Problem statement.
Word for word, restate the records that follow.

(Stored items)
PR #4102, opened 2016-05-05
Tile margin issue

nicolaasmatthijs:
Reported by @D7Torres:

As you can see, the padding of the icon of the tile is overflowing the tile, because the margin is negative. My problem was, if you try to click in the button you could click the tile instead. You could even click a tile of the first road and actually being clicking the tile below, in the second row.

They only thing I had to do to solve it was changing this styles in `oae.components.css`

```
.oae-tile .oae-thumbnail.oae-thumbnail-large:before {
    margin-top: -48px;
    padding-top: 80px;
}
```

to 

```
.oae-tile .oae-thumbnail.oae-thumbnail-large:before {
    margin-top: -0px;
    padding-top: 32px;
 }
```

image1
image2

### DIFF
--- a/node_modules/oae-core/activity/css/activity.css
+++ b/node_modules/oae-core/activity/css/activity.css
@@ -84,11 +84,6 @@
     height: 225px;
 }
 
-/* Re-position the standard resourceType icon because of the changed tile height */
-.activity-widget .activity-preview-container ul.oae-list > li .oae-thumbnail.oae-thumbnail-large:before {
-    margin-top: -43px;
-}
-
 .activity-widget .activity-show-all-toggle-container {
     margin-bottom: -15px;
     margin-top: 20px;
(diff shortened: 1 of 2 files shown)


nicolaasmatthijs:
Assigning to @sallakarppinen for review.

@sallakarppinen : Next to reviewing the code, you should also do a full functional review of the fix. In this case, that would mean going through the different places in which list tiles are being used and ensuring that no regressions have happened. If everything looks good to go, feel free to merge.

sallakarppinen:
I realise it's probably unrelated, but the Travis build seems to fail quite often (as it has here). How much attention should I pay to it?

nicolaasmatthijs:
@sallakarppinen : Feel free to ignore the Travis build on the 3akai-ux side. There's a number of fixes that we need to put in place.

Solution for this task.
PR #4102, opened 2016-05-05
Tile margin issue

nicolaasmatthijs:
Reported by @D7Torres:

As you can see, the padding of the icon of the tile is overflowing the tile, because the margin is negative. My problem was, if you try to click in the button you could click the tile instead. You could even click a tile of the first road and actually being clicking the tile below, in the second row.

They only thing I had to do to solve it was changing this styles in `oae.components.css`

```
.oae-tile .oae-thumbnail.oae-thumbnail-large:before {
    margin-top: -48px;
    padding-top: 80px;
}
```

to 

```
.oae-tile .oae-thumbnail.oae-thumbnail-large:before {
    margin-top: -0px;
    padding-top: 32px;
 }
```

image1
image2

### DIFF
--- a/node_modules/oae-core/activity/css/activity.css
+++ b/node_modules/oae-core/activity/css/activity.css
@@ -84,11 +84,6 @@
     height: 225px;
 }
 
-/* Re-position the standard resourceType icon because of the changed tile height */
-.activity-widget .activity-preview-container ul.oae-list > li .oae-thumbnail.oae-thumbnail-large:before {
-    margin-top: -43px;
-}
-
 .activity-widget .activity-show-all-toggle-container {
     margin-bottom: -15px;
     margin-top: 20px;
(diff shortened: 1 of 2 files shown)


nicolaasmatthijs:
Assigning to @sallakarppinen for review.

@sallakarppinen : Next to reviewing the code, you should also do a full functional review of the fix. In this case, that would mean going through the different places in which list tiles are being used and ensuring that no regressions have happened. If everything looks good to go, feel free to merge.

sallakarppinen:
I realise it's probably unrelated, but the Travis build seems to fail quite often (as it has here). How much attention should I pay to it?

nicolaasmatthijs:
@sallakarppinen : Feel free to ignore the Travis build on the 3akai-ux side. There's a number of fixes that we need to put in place.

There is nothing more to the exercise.